» DATA PROVIDED:
PR #581, opened 2023-04-27
Add timeout for /is_synced endpoint in sidecar.py

puppetninja:
In out prod environment we could observe that requests piling up as there is no timeout in default requests get method. Here we timeout and close the connection timely to avoid the piling up.

This is an alternative way to fix the issue mentioned here https://github.com/oxheadalpha/tezos-k8s/pull/562

### DIFF
--- a/utils/sidecar.py
+++ b/utils/sidecar.py
@@ -1,7 +1,7 @@
 #! /usr/bin/env python
-
 from flask import Flask, escape, request
 import requests
+from requests.exceptions import ConnectTimeout, RequestException
 import datetime
 
 import logging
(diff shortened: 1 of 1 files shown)


nicolasochem (approved):
thanks, it looks like a better way to implement sidecar, as it does not leave any state behind.

utils/sidecar.py
```diff
@@ -12,7 +12,9 @@
 application = Flask(__name__)
 
 AGE_LIMIT_IN_SECS = 600
-
+# Default readiness probeperid timeout is 1s, timeout sync request before that and return a
```
harryttd, line 15: what is probeperid?

puppetninja: it is a typo...
https://kubernetes.io/docs/tasks/configure-pod-container/configure-liveness-readiness-startup-probes/
periodSeconds: How often (in seconds) to perform the probe. Default to 10 seconds. Minimum value is 1.

harryttd: the docs you reference say default is 10s but your comment says 1s

harryttd (changes requested):
please see my latest comment

puppetninja:
> please see my latest comment
I have  updated the comment with right probe filed name, please have a review

PR #583, opened 2023-05-04
Add Node RPC and BCD ingresses

harryttd:
Adds ability to deploy ingresses for the node rpc endpoint as well as for the BCD ui and api.

I put bcd ing in the bcd_indexer.yaml file. It's all the resources in one file. When we move bcd into it's own chart we will split the resources into different files.

I created a new ingress.yaml file for the rpc ing.

### DIFF
--- a/charts/tezos/values.yaml
+++ b/charts/tezos/values.yaml
@@ -269,6 +269,16 @@ services:
     selector:
 #      rpc_node: "true"
 
+## Configuration for the tezos-node-rpc ingress
+ingress:
+  enabled: false
+  host: ""
+  annotations: {}
+  className: ""
+  labels: {}
+  pathType: Prefix
+  tls: []
+
 # Prometheus Operator is required in your cluster in order to enable
 # serviceMonitor below.
 # ServiceMonitor allows you to scrape the prometheus endpoints of your tezos nodes.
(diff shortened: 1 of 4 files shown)


charts/tezos/values.yaml
```diff
@@ -549,15 +558,28 @@ bcdIndexer:
     gui: ghcr.io/baking-bad/bcdhub-gui:4.4.0
     postgres: postgres:14
 
+  # Url of the RPC backend for the indexer to index
+  rpcUrl: "" # http://archive-baking-node-0.archive-baking-node:8732
+  # When creating an ingress, this will be the BCD api's hostname/FQDN (stripped
+  # of http(s)). When deploying the BCD gui, this will also be the api's full
+  # url called by the frontend.
+  apiUrl: "" # http://localhost:14000
```
nicolasochem, line 567: It says "stripped of http(s)" but the example has a "http://"

harryttd, line 566: I hope this is clear. Instead of needing to repeat the url and hostname for the ingress section and gui section, we define it just once and Helm does lookups for both gui and ing.

nicolasochem (changes requested):

charts/tezos/values.yaml
harryttd: yes, but is also refers to when users provide their own https urls

nicolasochem (approved):
Looks good, I didn't try but I am told by the author that it's already deployed in a private deployment and works fine.

charts/tezos/values.yaml
gisele-igore: Nice one

PR #584, opened 2023-05-09
Octez: increase request to 700Mi and limit to 1Gi

orcutt989:
A tezos node runs anywhere between 600MB and 700MB of RAM.  

By having the `request` so low (Currently set at 100Mi) it prevents the pod from being scheduled accurately to a node.  I discovered this while downscaling oxheadinfra. 

What happens is the schedule controller only sees the 100Mi request, and goes "Ok node you can handle 40 of these or more", but then since its actually 6x that the node OOMs and can't run the pods until a sizable node is made available.  

Now with a proper request pods wont be scheduled to a node that cant actually handle it.

### DIFF
--- a/charts/tezos/templates/_containers.tpl
+++ b/charts/tezos/templates/_containers.tpl
@@ -254,7 +254,7 @@
 
 {{- define "tezos.container.sidecar" }}
   {{- if or (not (hasKey $.node_vals "readiness_probe")) $.node_vals.readiness_probe }}
-    {{- $sidecarResources := dict "requests" (dict "memory" "80Mi") "limits" (dict "memory" "100Mi") -}}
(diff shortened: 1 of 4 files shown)


nicolasochem:
Here you are modifying the sidecar resources, not the octez resources themselves.

It's already possible to set the octez resources (requests and limits): https://github.com/oxheadalpha/tezos-k8s/blob/master/charts/tezos/values.yaml#L216-L220

Now the question is: is it right that default values are unset (and therefore only the sidecar request applies)?

I believe it is fine, since when deploying an octez node you are likely to need just one (like one baker or one node) and therefore you won't run into scaling issues either way. And when you have a fleet (as we do) you can modify values.yaml and the chart does not need any modification.

PR #585, opened 2023-05-15
add persistent volume for pyrometer

nicolasochem:
Pyrometer saves its message queue on disk. Upon restart, we ensure that
the messages in the queue will be processed.

### DIFF
--- a/charts/pyrometer/templates/volume.yaml
+++ b/charts/pyrometer/templates/volume.yaml
@@ -2,6 +2,7 @@ apiVersion: "v1"
 kind: PersistentVolumeClaim
 metadata:
   name: pyrometer-volume
+  namespace: {{ .Release.Namespace }}
 spec:
  storageClassName:
  accessModes:
--- a/charts/pyrometer/templates/volume.yaml
+++ b/charts/pyrometer/templates/volume.yaml
@@ -1,0 +1,11 @@
+apiVersion: "v1"
+kind: PersistentVolumeClaim
+metadata:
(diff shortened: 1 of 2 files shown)


itkach (approved):
lgtm

charts/pyrometer/templates/volume.yaml
```diff
@@ -0,0 +1,11 @@
+apiVersion: "v1"
+kind: PersistentVolumeClaim
+metadata:
+  name: pyrometer-volume
```
harryttd, line 4: Can you add namespace field?

nicolasochem: sure, I was wondering why do we have namespace fields in all our charts?

harryttd: It's a normal field in namespace scoped resources. The Helm generated charts add it. I've missed adding it before and it created issues with the resource being deployed in the wrong namespace. I believe the default one.

harryttd (approved):

charts/pyrometer/templates/volume.yaml
nicolasochem: But I assume when you use `helm --namespace x` then all resources will go to x. except perhaps the namespace-less control plane resources.

harryttd: i know that with `helm template` no namespace is added to the resources. Even if you pass `--namespace`

PR #588, opened 2023-06-09
switch pyrometer to port 8080

nicolasochem:
fix after teztnets breakage. there is no pyrometer twin PR as the port is configurable purely from config.json without a docker change.


harryttd:
where is the value to change the port? Only templates are in this PR

nicolasochem:
> where is the value to change the port? Only templates are in this PR

It should be in values.yaml, in the `config:` section, but there is no example of config in the values file. See pyrometer readme.

harryttd (approved):

PR #589, opened 2023-06-23
Tezos-k8s nairobi release

nicolasochem:
As usual:

* mkchain chain gets activated using nairobi proposal
* bump version by default to v17

See previous PR for reference: https://github.com/oxheadalpha/tezos-k8s/pull/538


harryttd (approved):
thank you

» YOUR OBJECTIVE:
Take each line above that holds the string "import" and copy it.

» ANSWER TO THIS TASK:
 from flask import Flask, escape, request
 import requests
+from requests.exceptions import ConnectTimeout, RequestException
 import datetime
 import logging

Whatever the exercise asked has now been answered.